PR #950, opened 2026-08-03
refactor: split task group into data-plane and control-plane

bennyz:
Introduce an outer conns_tg (data-plane) that hosts handle_lease
and _handle_client_conn, and an inner tg (control-plane) that hosts
Status/Listen streams and _handle_end_session.

When _cancel_with_fatal_error fires (Status stream terminal error),
only the inner group is cancelled. Active client tunnels on conns_tg
remain alive until serve() explicitly cancels the outer group.

Add TestTaskGroupIsolation to verify a connection task survives
control-plane cancellation.

Depends on #949
Next: #951

### DIFF
--- a/python/packages/jumpstarter/jumpstarter/exporter/exporter.py
+++ b/python/packages/jumpstarter/jumpstarter/exporter/exporter.py
@@ -382,12 +382,14 @@ class Exporter(AsyncContextManagerMixin, Metadata):
     status ticks after handle_lease's finally has cleaned up."""
 
     _pending_lease_status: jumpstarter_pb2.StatusResponse | None = field(init=False, default=None)
-    """Stashed status from a lease reassignment, replayed after handle_lease's
-    finally clears _lease_context so the new lease can be acquired."""
+    """Stashed status from a lease reassignment, replayed after handle_lease
+    finalizes so the new lease can be acquired. Needed because the controller
+    Status stream suppresses duplicate ticks via proto.Equal."""
 
     _status_replay_tx: MemoryObjectSendStream | None = field(init=False, default=None)
     """Send side of the status channel, used to replay _pending_lease_status
     back into the status loop after a lease transition."""
+
     _lease_context: LeaseContext | None = field(init=False, default=None)
     """Encapsulates all resources associated with the current lease.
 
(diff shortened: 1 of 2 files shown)


python/packages/jumpstarter/jumpstarter/exporter/exporter.py
```diff
@@ -1250,7 +1255,7 @@ def _on_lease_acquired(
                 self.stop,
                 self._request_lease_release,
             )
-        tg.start_soon(self.handle_lease, status.lease_name, tg, lease_scope)
+        conns_tg.start_soon(self.handle_lease, status.lease_name, conns_tg, lease_scope)
```
raballew, line 1517: if `session_for_lease()` raises during `handle_lease`, execution jumps to the outer `finally` without entering the inner `try/finally` that cleans up. The exporter hence could hang permanently.

python/packages/jumpstarter/jumpstarter/exporter/exporter.py
```diff
@@ -1163,21 +1164,23 @@ async def serve(self):
...
+            async with create_task_group() as conns_tg:
+                await self._run_control_plane(status_tx, status_rx, conns_tg)
+                if self._fatal_stream_error:
+                    name, err = self._fatal_stream_error
+                    logger.warning(
+                        "Control plane down (%s: %s), cancelling active connections",
+                        name,
+                        err,
+                    )
+                conns_tg.cancel_scope.cancel()
```
raballew, line 1405: Could we try keeping connections alive during control-plane recovery?

python/packages/jumpstarter/jumpstarter/exporter/exporter.py
```diff
@@ -1192,21 +1195,22 @@ async def _run_control_plane(self, status_tx, status_rx):
...
     ) -> bool:
         """Process a single status update. Returns True to stop the status loop."""
         previous_state = self._lease_state
         current_leased = status.leased
 
         if current_leased:
             if previous_state == LeaseState.IDLE and status.lease_name != "":
-                self._on_lease_acquired(status, tg)
+                self._on_lease_acquired(status, tg, conns_tg)
             elif (
```
raballew, line 1471: Consider clearing `_lease_context` in `_on_lease_released` after the shielded wait completes, and have the `handle_lease` finally guard against double-clearing.

python/packages/jumpstarter/jumpstarter/exporter/exporter.py
```diff
@@ -1075,7 +1075,8 @@ async def handle_lease(self, lease_name: str, tg: TaskGroup, lease_scope: LeaseC
                 # session creation (e.g., BEFORE_LEASE_HOOK when hooks are configured).
 
                 # Start task to handle EndSession requests (runs afterLease hook when client signals done)
-                tg.start_soon(self._handle_end_session, lease_scope)
+                # Runs on control-plane group so it's cancelled with Status/Listen, not data-plane
+                self._tg.start_soon(self._handle_end_session, lease_scope)
```
raballew, line 1314: Consider also moving the Listen stream to `self._tg` so its lifecycle matches the other control-plane streams.

raballew (changes requested):

bkhizgiy (approved):
looks good from my side.

python/packages/jumpstarter/jumpstarter/exporter/exporter.py
bennyz: listen is per lease while status is per process

python/packages/jumpstarter/jumpstarter/exporter/exporter.py
bennyz: they stay up for the grace period (300s)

Exercise requirements
Copy out each line of the data that includes the string "stop".

Response box
                 self.stop,
         """Process a single status update. Returns True to stop the status loop."""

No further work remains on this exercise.